Of course, the term “typical Wolf School day” is kind of an oxymoron. With such an immersive model designed to adapt to so many individual learning styles, there is no such thing as a typical day. “There is no end point,” Johnson says of the school’s approach to curriculum. “It’s constantly evolving. We never know what to expect.” Esposito elaborates, explaining that the school’s model is not so much about learning a specific curriculum as it is about learning, period. “The kids are taught how to learn, how to deal with their differences,” she says. “They need to understand who they are as learners before they can begin to learn.”
After the inaugural 1999-2000 school year, Wolf grew by about a classroom a year until 2004, when it moved out of the JCC and into its current East Providence home. In 2005, it added the Pelson Center Gym and Sensory Arena. This unique facility allows students to more fully learn through movement. The gym and arena are designed to accommodate children who can be easily overwhelmed by environmental stimuli – it’s much quieter and more hospitable than the harsh, echoing spaces you might remember from your own school years. In those friendly confines, children who struggle with motor skills can practice things like “pillow polo” or engage in activities like the aforementioned rock wall math lesson.
At present, the Wolf School boasts its highest ever enrollment, with 55 students spread across eight classrooms ranging from kindergarten to eighth grade. Approximately a third of those students are more traditional private school enrollments (albeit with nontraditional needs); another third receive financial aid; and the final third are out-of-district enrollments: students from public schools that are not equipped to accommodate the child’s needs. Those enrollments are funded by the respective school districts.
Despite the adaptive curriculum, the Wolf School maintains rigorous stan- dards. It is accredited for special education and abides by Common Core. Teachers are given ample planning time to collaborate, compare notes, and address the unique and varied challenges of the student body. At any given time, teachers might be applying six or seven different approaches to reading so that no student is allowed to slip through the cracks. The end goal is to prepare students to move beyond the Wolf School and work towards, “whatever success means for them,” as Johnson puts it. They’ve had over 70 alumni successfully move on from the school. One graduated from a four-year college and may pursue a master’s in social work. Another is currently in a traditional high school and thinking about starting a business after graduation. Another is a volunteer firefighter and hoping to pursue it professionally.
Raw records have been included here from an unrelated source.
PR #2202, opened 2023-06-09
Support for new command

### LINKED ISSUE #19: Add `new` command?
To create sources with skeletons of simple apps for cats-effect, zio, various testing frameworks, etc.

zetashift:
Adds a `new` command to `scala-cli` to enable creating projects through giter8.

Resolves https://github.com/VirtusLab/scala-cli/issues/19

New to the `scala-cli` codebase, so all feedback welcome as I have no real idea if I'm heading in the right direction.
I'll add docs when the code is in a better shape!


modules/cli/src/main/scala/scala/cli/commands/new/NewOptions.scala
```diff
@@ -0,0 +1,25 @@
+package scala.cli.commands.`new`
+
+import caseapp.*
+import scala.cli.commands.shared.*
+
+@HelpMessage(NewOptions.newMessage, "", NewOptions.detailedNewMessage)
+final case class NewOptions(
+  @Recurse
+  shared: SharedOptions = SharedOptions()
+) extends HasSharedOptions
```
zetashift: Do I really need `HasSharedOptions` here? I kinda added it to just satisfy `ScalaCommand`

Gedochao: actually, I believe you only need `HasGlobalOptions` here

modules/cli/src/main/scala/scala/cli/commands/new/New.scala
```diff
@@ -0,0 +1,19 @@
...
+
+object New extends ScalaCommand[NewOptions] {
+  override def group: String = HelpCommandGroup.Main.toString
+
+  override def scalaSpecificationLevel = SpecificationLevel.IMPLEMENTATION
+
+  override def runCommand(options: NewOptions, remainingArgs: RemainingArgs, logger: Logger): Unit =
+    val inputArgs = remainingArgs.remaining
+    Giter8.run(inputArgs.toArray)
+    ()
```
zetashift: I should probably handle the exitcode giter8 gives back better, not sure what is idiomatic for scala-cli

lwronski: Hi @zetashift, thank you for your contribution. The overall changes are great, and `scala-cli` team would be happy to merge your changes.

We suggest downloading `giter8` as a JAR and running it using the Java command instead of adding the `giter8` dependency directly to the `scala-cli` code.

Our intention is to keep the current size of scala-cli, which is relatively small. We prefer not to add new dependencies that would significantly increase the size of the `scala-cli` fat JAR, which in this case add about 3-4Mb.

You can take inspiration from this [example](https://github.com/VirtusLab/scala-cli/blob/d062ea14f3286adbad722117bbac45cb69284085/modules/cli/src/main/scala/scala/cli/launcher/LauncherCli.scala#L33). In that case, scala-cli downloads a nightly version of the [scala-cli JVM launcher](https://scala-cli.virtuslab.org/docs/commands/basics/#scala-cli-version) and runs it.
 
Version, organization, and name of `giter8` can be hardcoded in `Constants.scala`, similar to how it was done for [scalafmt](https://github.com/VirtusLab/scala-cli/blob/d062ea14f3286adbad722117bbac45cb69284085/build.sc#L403).

modules/cli/src/main/scala/scala/cli/commands/new/New.scala
```diff
@@ -0,0 +1,57 @@
...
+  override def group: String = HelpCommandGroup.Main.toString
+
+  override def scalaSpecificationLevel = SpecificationLevel.IMPLEMENTATION
+
+  val giter8Dependency =
+    Seq(dep"${Constants.giter8Organization}::${Constants.giter8Name}:${Constants.giter8Version}")
+
+  override def runCommand(options: NewOptions, remainingArgs: RemainingArgs, logger: Logger): Unit =
+    val fetchedGiter8 = Artifacts.fetch(
+      Positioned.none(giter8Dependency),
```
zetashift, line 23: @lwronski hi! Thank you for the help :D. I kinda just worked with the example you gave, because `Artifacts.fetch` is all function signature.

With my current code I'm running into
```
Got Scala dependency org.foundweekends.giter8::giter8_2.13:0.16.2, but no Scala version is provided
```

I'm not sure what the best way is to "supply" the scala version

modules/cli/src/main/scala/scala/cli/commands/new/New.scala
```diff
@@ -0,0 +1,57 @@
...
+import scala.build.internal.{Constants, OsLibc, Runner}
+import scala.build.options.{BuildOptions, JavaOptions}
+import scala.build.{Artifacts, Logger, Positioned}
+import scala.cli.commands.ScalaCommand
+import scala.cli.commands.shared.{CoursierOptions, HelpCommandGroup}
+
+object New extends ScalaCommand[NewOptions] {
+  override def group: String = HelpCommandGroup.Main.toString
+
+  override def scalaSpecificationLevel = SpecificationLevel.IMPLEMENTATION
```
lwronski:
```suggestion
  override def scalaSpecificationLevel = SpecificationLevel.EXPERIMENTAL
```

Since this command is not part of SIP, we should mark it as experimental.

modules/cli/src/main/scala/scala/cli/commands/new/New.scala
```diff
@@ -0,0 +1,57 @@
...
+
+  override def runCommand(options: NewOptions, remainingArgs: RemainingArgs, logger: Logger): Unit =
+    val fetchedGiter8 = Artifacts.fetch(
+      Positioned.none(giter8Dependency),
+      Seq.empty,
+      None,
+      logger,
+      CoursierOptions().coursierCache(logger.coursierLogger("")),
+      None
+    ) match {
```
lwronski:
```suggestion
   val scalaParameters = ScalaParameters(Constants.defaultScala213Version)
    val fetchedGiter8 = Artifacts.fetch(
      Positioned.none(giter8Dependency),
      Seq.empty,
      Some(scalaParameters),
      logger,
      CoursierOptions().coursierCache(logger.coursierLogger("")),
      None
    ) match {
```

project/deps.sc
```diff
@@ -113,6 +113,7 @@ object Deps {
   // TODO bump once 0.15.5 is out
   def expecty       = ivy"com.eed3si9n.expecty::expecty:0.16.0"
   def fansi         = ivy"com.lihaoyi::fansi:0.4.0"
+  def giter8        = ivy"org.foundweekends.giter8:giter8_2.13:0.16.2"
```
lwronski:
```suggestion
  def giter8        = ivy"org.foundweekends.giter8::giter8:0.16.2"
```

modules/cli/src/main/scala/scala/cli/commands/new/New.scala
lwronski: I will suggest solution in the comments that should resolve your problems.

lwronski:
It would also be beneficial to add some integration tests. You can create a new class `NewTests` in integration test, similar to [FmtTests](https://github.com/VirtusLab/scala-cli/blob/ae4a44eac5e32313f3ed71788e8f3db1ef9d2866/modules/integration/src/test/scala/scala/cli/integration/FmtTests.scala#L7).

zetashift:
> It would also be beneficial to add some integration tests. You can create a new class NewTests in integration test, similar to [FmtTests](https://github.com/VirtusLab/scala-cli/blob/ae4a44eac5e32313f3ed71788e8f3db1ef9d2866/modules/integration/src/test/scala/scala/cli/integration/FmtTests.scala#L7).

Currently trying to add integration tests, but kinda lost in what kind of template to expect.

```scala
package scala.cli.integration

class NewTests extends ScalaCliSuite {
  
}
```

The scalafmt integrations seem quite straightforward, but for the giter8 dep I need some "default" scala-cli giter8 template no? And should this live on my github or can we update (for example) this one: https://github.com/VirtuslabRnD/scala-cli.g8 ?

lwronski:
> > It would also be beneficial to add some integration tests. You can create a new class NewTests in integration test, similar to [FmtTests](https://github.com/VirtusLab/scala-cli/blob/ae4a44eac5e32313f3ed71788e8f3db1ef9d2866/modules/integration/src/test/scala/scala/cli/integration/FmtTests.scala#L7).
> 
> Currently trying to add integration tests, but kinda lost in what kind of template to expect.
> 
> ```scala
> package scala.cli.integration
> 
> class NewTests extends ScalaCliSuite {
>   
> }
> ```
> 
> The scalafmt integrations seem quite straightforward, but for the giter8 dep I need some "default" scala-cli giter8 template no? And should this live on my github or can we update (for example) this one: https://github.com/VirtuslabRnD/scala-cli.g8 ?

I think it is the default [repository](https://github.com/VirtusLab/scala-cli.g8) that scala-cli wants to maintain. So let's use them in the integration test.

zetashift:
> I think it is the default [repository](https://github.com/VirtusLab/scala-cli.g8) that scala-cli wants to maintain. So let's use them in the integration test.

No idea why I couldn't find this, thank you! :D

modules/integration/src/test/scala/scala/cli/integration/NewTests.scala
```diff
@@ -0,0 +1,41 @@
...
+      os.proc(TestUtil.cli, "--power", "new", simpleTemplateName).call(cwd = root)
+      val content = os.read(root / "HelloWorld.scala")
+      expect(content == expectedTemplateContent)
+    }
+  }
+
+  test("error missing template argument") {
+    TestInputs.empty.fromRoot { root =>
+      val result = os.proc(TestUtil.cli, "--power", "new").call(cwd = root, check = false)
+      val lines = removeAnsiColors(result.err.text()).linesIterator.toVector
```
zetashift: This keeps being empty output(empty vector and string) and I can't figure out whyyyyy

lwronski: By default, `os-lib` inherits `stderr` from the shell and prints any errors to it. To override the `stderr` output, the easiest approach is to merge it with the `stdout`. The following code should work and pass the test.

```suggestion
     val result = os.proc(TestUtil.cli, "--power", "new").call(
        cwd = root,
        check = false,
        mergeErrIntoOut = true
      )
      val lines = removeAnsiColors(result.out.text()).linesIterator.toVector
```

zetashift: Thank you! : D I thought `result.err` would allow me to access the `stderr` output.

zetashift:
CI is reporting:

```
scala.cli.integration.SparkTests213:
  + run spark 3.3 standalone 9.271s
  + run spark spark-submit args 8.239s
scala.cli.integration.ExportJsonTestsDefault:
scala.cli.integration.DefaultFileTests:
1 targets failed
integration.test.test 1 tests failed: 
  scala.cli.integration.PackageTests213.simple script scala.cli.integration.PackageTests213.simple script
Error: Process completed with exit code 1.
```

I am quite sure I am not touching this part of the code: https://github.com/VirtusLab/scala-cli/blob/563fdd5ccf4d6d3c9d2e412f506b2eca711fa4bb/modules/integration/src/test/scala/scala/cli/integration/PackageTestDefinitions.scala#L33

lwronski:
> CI is reporting:
> 
> ```
> scala.cli.integration.SparkTests213:
>   + run spark 3.3 standalone 9.271s
>   + run spark spark-submit args 8.239s
> scala.cli.integration.ExportJsonTestsDefault:
> scala.cli.integration.DefaultFileTests:
> 1 targets failed
> integration.test.test 1 tests failed: 
>   scala.cli.integration.PackageTests213.simple script scala.cli.integration.PackageTests213.simple script
> Error: Process completed with exit code 1.
> ```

Still another arrived in third grade unable to tie his own shoes, and by eighth grade starred in the school play and was reading at grade level.
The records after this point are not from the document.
PR #2211, opened 2023-06-15
Fix dep update error

### LINKED ISSUE #2177: Spurious compilation error on dependency with snapshot version for verbosity level >= 2
**Version(s)**
1.0.0

**Describe the bug**
Compiling a file declaring a dependency on a library in a snapshot version produces a fake error message when `-v -v` flags are present. The entire compilation is successful however.

**To Reproduce**

Lib.scala
```scala
//> using scala 3.3.0
//> using publish.organization io.github.prolativ
//> using publish.name fake-lib
//> using publish.version 0.0.1-SNAPSHOT

object Lib
```

Main.scala
```scala
//> using scala 3.3.0
//> using dep io.github.prolativ::fake-lib:0.0.1-SNAPSHOT

object Main
```

Run:
```shell
scala-cli publish local Lib.scala

scala-cli compile Main.scala -v -v
```

Output:
```scala
...
[error]  No latest version found for io.github.prolativ::fake-lib:0.0.1-SNAPSHOT
```

**Expected behaviour**
No error message should be shown

MaciejG604:
Fixes #2177

### DIFF
--- a/modules/options/src/main/scala/scala/build/actionable/ActionableDependencyHandler.scala
+++ b/modules/options/src/main/scala/scala/build/actionable/ActionableDependencyHandler.scala
@@ -6,14 +6,13 @@ import coursier.parse.RepositoryParser
 import dependency.*
 
 import scala.build.EitherCps.{either, value}
-import scala.build.Positioned
 import scala.build.actionable.ActionableDiagnostic.*
-import scala.build.actionable.errors.ActionableHandlerError
-import scala.build.errors.{BuildException, RepositoryFormatError}
+import scala.build.errors.{BuildException, RepositoryFormatError, Severity}
 import scala.build.internal.Constants
 import scala.build.internal.Util.*
 import scala.build.options.BuildOptions
 import scala.build.options.ScalaVersionUtil.versions
+import scala.build.{Logger, Positioned}
 import scala.concurrent.duration.DurationInt
 
 case object ActionableDependencyHandler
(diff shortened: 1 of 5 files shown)


modules/options/src/main/scala/scala/build/actionable/ActionableDependencyHandler.scala
```diff
@@ -28,62 +27,70 @@ case object ActionableDependencyHandler
...
   /** Versions like 'latest.*': 'latest.release', 'latest.integration', 'latest.stable'
     */
   private def isLatestSyntaxVersion(version: String): Boolean = Latest(version).nonEmpty
   private def findLatestVersion(
     buildOptions: BuildOptions,
-    dependency: AnyDependency
-  ): Either[BuildException, String] = either {
+    setting: Positioned[AnyDependency],
+    loggerOpt: Option[Logger]
+  ): Either[BuildException, Option[String]] = either {
```
lwronski, line 76:
```suggestion
  ): Option[String]  = 
```

lwronski (approved):
LGTM

modules/options/src/main/scala/scala/build/actionable/ActionableDependencyHandler.scala
MaciejG604: Still some operations can fail in this function, so the Either is needed.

And then there is Ben Lorber. Despite his prediction that he would grow up to be “a stupid man,” Ben is in his second year at Bard College, studying Russian and pursuing journalism and human rights. He’s looking into an internship in Budapest, Hungary. Perhaps even more interesting is the ripple effect of his experience: his sister is now planning to become an occupational therapist. “I don’t think he’d be where he is today without Wolf,” Leslie says. “It’s a special place.”